Segundo a versão apresentada pela defesa de Igor, o menino teria se afogado na piscina da residência. O pai teria retirado a criança da água e realizado os primeiros socorros. Após uma aparente recuperação, teria dado banho no filho e o colocado para descansar.
A defesa também informou que, ao perceber que Gustavo não apresentava sinais vitais, Igor procurou a Polícia Civil, comunicou a morte e entregou as chaves da residência para a realização da perícia. Essa é a versão da defesa e ainda está sendo confrontada com os elementos reunidos pelos investigadores.
O exame preliminar realizado pelo Instituto Médico Legal não encontrou indícios de afogamento. Segundo as informações divulgadas sobre a perícia, o corpo apresentava múltiplas lesões, hemorragia interna e ferimentos em diferentes regiões.
O diretor do IML de Palmas, Eduardo Godinho, declarou ao Jornal Primeira Página que a causa aparente da morte foi uma laceração intestinal acompanhada de hemorragia interna e externa.
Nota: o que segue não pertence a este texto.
PR #311, opened 2026-06-25
feat: Add conda-package feature for distribution as conda package

mattkram:
## Summary
Adds feature flags and build infrastructure to support distributing `ana` as a conda package:

- **`conda-package` feature**: When enabled, disables self-managed functionality (self-update, tool install/uninstall) since these are managed by conda
- **`self-update` feature**: Makes `ana self update` optional (included by default, disabled for conda builds)
- **`tool-install` feature**: Makes `ana tool install/uninstall` optional with rattler as an optional dependency (included by default, disabled for conda builds)
- **cfg-aliases**: Uses `cfg_aliases` crate for cleaner feature flag handling in the codebase
- **anaconda-mcp check**: Checks for `anaconda-mcp` availability before running MCP subcommand rather than hard-depending on it
- **Recipe updates**: Updated conda recipe to use the new feature flags

When built with `--no-default-features --features conda-package`:
- `ana self update` returns an error explaining it's not available
- `ana tool install/uninstall` returns an error explaining tools are managed by conda
- `ana tool list` still works (shows available tools)
- `ana bootstrap` is a no-op (anaconda-cli provided by conda)
- Binary resolution uses `$CONDA_PREFIX/bin/` instead of internal tool paths

## Test plan
- [ ] `cargo build` - default features work
- [ ] `cargo build --no-default-features --features conda-package` - conda package build works
- [ ] `cargo test` - all tests pass
- [ ] `cargo clippy` - no warnings

### DIFF
--- a/src/mcp/run.rs
+++ b/src/mcp/run.rs
@@ -1,15 +1,15 @@
-#[cfg(feature = "conda-package")]
+#[cfg(not(tool_install))]
 use std::path::PathBuf;
 
 use crate::context::CommandContext;
-#[cfg(not(feature = "conda-package"))]
+#[cfg(tool_install)]
 use crate::paths;
 use crate::tools;
-#[cfg(not(feature = "conda-package"))]
+#[cfg(tool_install)]
 use crate::ui::status;
 
 /// Check if anaconda-mcp is installed by looking for its conda-meta entry.
-#[cfg(feature = "conda-package")]
+#[cfg(not(tool_install))]
 fn is_anaconda_mcp_installed() -> bool {
     let Some(conda_prefix) = std::env::var("CONDA_PREFIX").ok() else {
         return false;
@@ -38,7 +38,7 @@ fn is_anaconda_mcp_installed() -> bool {
 /// When built without `conda-package` feature, auto-installs anaconda-cli if not present.
 /// When built with `conda-package` feature, anaconda-cli is expected to be provided by conda,
 /// and anaconda-mcp must be installed for the mcp subcommand to work.
-#[cfg(feature = "conda-package")]
+#[cfg(not(tool_install))]
 pub async fn run(_ctx: &mut CommandContext, args: &[String]) -> miette::Result<()> {
     if !is_anaconda_mcp_installed() {
         return Err(crate::errors::AnacondaMcpNotInstalledError.into());
@@ -49,7 +49,7 @@ pub async fn run(_ctx: &mut CommandContext, args: &[String]) -> miette::Result<(
     tools::run_tool_binary("anaconda-cli", "anaconda", &mcp_args)
 }
 
-#[cfg(not(feature = "conda-package"))]
+#[cfg(tool_install)]
 pub async fn run(ctx: &mut CommandContext, args: &[String]) -> miette::Result<()> {
     if !paths::tool_prefix("anaconda-cli").exists() {
         status::info("Installing anaconda-cli...");
--- a/src/mcp/run.rs
+++ b/src/mcp/run.rs
@@ -1,10 +1,22 @@
 use crate::context::CommandContext;
+#[cfg(not(feature = "conda-package"))]
 use crate::paths;
 use crate::tools;
+#[cfg(not(feature = "conda-package"))]
 use crate::ui::status;
 
 /// Run the `anaconda mcp` command with the given arguments.
-/// Auto-installs anaconda-cli if not present.
+///
+/// When built without `conda-package` feature, auto-installs anaconda-cli if not present.
+/// When built with `conda-package` feature, anaconda-cli is expected to be provided by conda.
+#[cfg(feature = "conda-package")]
+pub async fn run(_ctx: &mut CommandContext, args: &[String]) -> miette::Result<()> {
+    let mut mcp_args = vec!["mcp".to_string()];
+    mcp_args.extend(args.iter().cloned());
+    tools::run_tool_binary("anaconda-cli", "anaconda", &mcp_args)
+}
+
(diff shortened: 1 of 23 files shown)


mcg1969:
I asked Grok to review this, and filtered out the issues I felt weren't relevant.

**Update notifier still points at `ana self update`**
`check_for_update_notification` / `update_notifier::show_notification` are not gated on `self_update`. Conda-package users will still get “Update with: `ana self update`”, then a hard error if they follow it. Gate the notifier the same way as the command (and ideally `cfg` out `update_notifier` entirely).

**Cfg mismatch on `AnacondaMcpNotInstalledError`**
The type is `#[cfg(feature = "conda-package")]` but it's used under `#[cfg(not(tool_install))]`. `cargo build --no-default-features` (without `conda-package`) should fail to compile. Align both on `not(tool_install)` or `feature = "conda-package"`.

**MCP check vs hard run dep**
The recipe always installs `anaconda-mcp`, but `mcp/run.rs` still special-cases a missing conda-meta entry. Either keep MCP optional and keep the check, or drop the check.

**`CONDA_PREFIX` is required**
`resolve_anaconda_bin` / `resolve_tool_binary` die if `CONDA_PREFIX` is unset. Invoking `ana` by absolute path without an activated env is a common conda path. Prefer deriving the prefix from `current_exe()`, then fall back to `CONDA_PREFIX`.

**`ana tool list` still looks at `~/.ana/tools/`**
In the conda build this will mark everything uninstalled and still print miniconda download commands that don't work. Either teach list about `$CONDA_PREFIX` or don't present list as a working conda-mode command.

**`ana ob` is compiled out** of the conda binary (`all(unix, tool_install)`). Confirm that's intended.

**Nits**
- CONDA_PREFIX lookup is duplicated in `anaconda_cli.rs` and `tools/run.rs`; the former also reimplements process spawn instead of `run_tool_binary`.
- `self-replace` and the `update` module still compile into the conda binary (`allow(dead_code)` rather than `cfg`).
- Tests cover the happy smoke path; missing coverage for unset `CONDA_PREFIX`, `ana org` through the proxied binary, MCP missing, and a CI `cargo check --no-default-features --features conda-package` (pytest may build that binary, unit tests do not).

zfralish:
Thanks for the review @mcg1969 — addressed in 1f863d2. Details:

**Fixed (real bugs)**
- **Update notifier** — now gated behind `self_update`; conda users will no longer be told to run `ana self update`. The whole `update_notifier` module is compiled out of conda builds.
- **Cfg mismatch** — `AnacondaMcpNotInstalledError` aligned to `not(tool_install)`; `cargo check --no-default-features` compiles again (confirmed it was broken).

**Fixed (valid improvements)**
- **`CONDA_PREFIX` requirement** — new `paths::conda_prefix()` derives the prefix from `current_exe()` (validated by checking for `conda-meta/`), falling back to `$CONDA_PREFIX`. This also deduplicated the three copies of the lookup. Non-conda builds are untouched — the code is entirely `cfg`'d out.
- **`tool list` in conda mode** — installation status now comes from the env's `conda-meta` entries, so `anaconda-cli` shows ✓ when installed via conda. (The miniconda download table stays — `ana tool download` is not gated and works in conda builds.)
- **CI coverage** — new step runs `cargo check --no-default-features` and `cargo test --features conda-package` in an isolated `target/conda-package/` dir so it can't clobber the release binary the integration tests rely on.

**No change (intentional)**
- **MCP guard stays** — `anaconda-mcp` is a hard run dep again, but the conda-meta check remains as a defensive guard for envs where the package was removed.
- **`ana ob` stays compiled out** — outerbounds auto-installs via rattler (`ensure_tool`/`install_tool`, both gated out) and resolves binaries from `~/.ana`, and there is no conda package for it to fall back to. Every invocation would fail in a conda build, so the command doesn't exist there.
- **`self-replace`/`update` module** stay compiled-in under `allow(dead_code)` — harmless, and keeps the gating simple.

Ele também afirmou que não foram encontrados sinais de afogamento no exame inicial.
A Polícia Civil investiga se Gustavo foi submetido a agressões e atos de tortura. De acordo com a CNN Brasil, o menino apresentava ferimentos na cabeça e em outras partes do corpo.
Os investigadores também apuram a origem das lesões encontradas na região anal e intestinal. Conforme explicou o delegado Eduardo Menezes, o conjunto de ferimentos passou a ser analisado dentro de um possível contexto de violência extrema.
A apuração inicial não apontou elementos suficientes para concluir que houve violência sexual decorrente de uma relação sexual. A causa definitiva da morte e a dinâmica do crime ainda dependem da conclusão dos laudos periciais.
A Polícia Civil também apura se as agressões contra Gustavo já aconteciam antes da morte. O relato de Sabrina sobre os hematomas e o vídeo no qual o menino diz que apanhava do pai estão entre as informações tornadas públicas após o início da investigação.
A defesa de Sabrina informou que as visitas de Gustavo ao pai eram determinadas pela Justiça. Segundo a advogada Stella Bueno, a mãe não poderia interromper a convivência por decisão própria, pois o descumprimento da determinação poderia gerar consequências no processo de guarda.
Também conforme a defesa da mãe, Sabrina denunciou Igor por supostas ameaças em 2023, durante um conflito relacionado à convivência com Gustavo, que ainda era bebê.
Na ocasião, a Justiça concedeu uma medida protetiva que determinava o afastamento de Igor em relação a Sabrina. As comunicações relacionadas ao filho deveriam ser realizadas por meio de terceiros. Essas informações foram divulgadas pelo Jornal Primeira Página.
Igor e Kathellen foram presos preventivamente após decisão da Justiça. Segundo a Polícia Civil, os dois são investigados por suspeita de homicídio qualificado e tortura.
A polícia apura qual teria sido a participação de cada investigado na morte de Gustavo. Até o momento, não houve julgamento nem condenação definitiva.
Após a repercussão do caso, a Ordem dos Advogados do Brasil – Seccional Tocantins aplicou uma suspensão cautelar ao registro profissional de Igor. Segundo a OAB-TO, a medida tem caráter preventivo e ficará em vigor enquanto o procedimento disciplinar for analisado pelo Tribunal de Ética e Disciplina.
A entidade ressaltou que o advogado terá direito ao contraditório, à ampla defesa e ao devido processo legal durante a tramitação do procedimento.
Ao falar sobre a perda de Gustavo, Sabrina se emocionou e pediu a punição dos responsáveis. A mãe afirmou que espera respostas das autoridades e justiça pela violência que, segundo ela, foi sofrida pelo menino.
Eu quero justiça pelo meu filho. O meu filho sofreu, meu filho sofreu muito, declarou
O inquérito tramita sob sigilo. A Polícia Civil continua investigando as circunstâncias da morte, o histórico relatado pela mãe e a possível participação dos dois suspeitos presos. Os laudos periciais definitivos serão essenciais para esclarecer a causa da morte e determinar as responsabilidades no caso.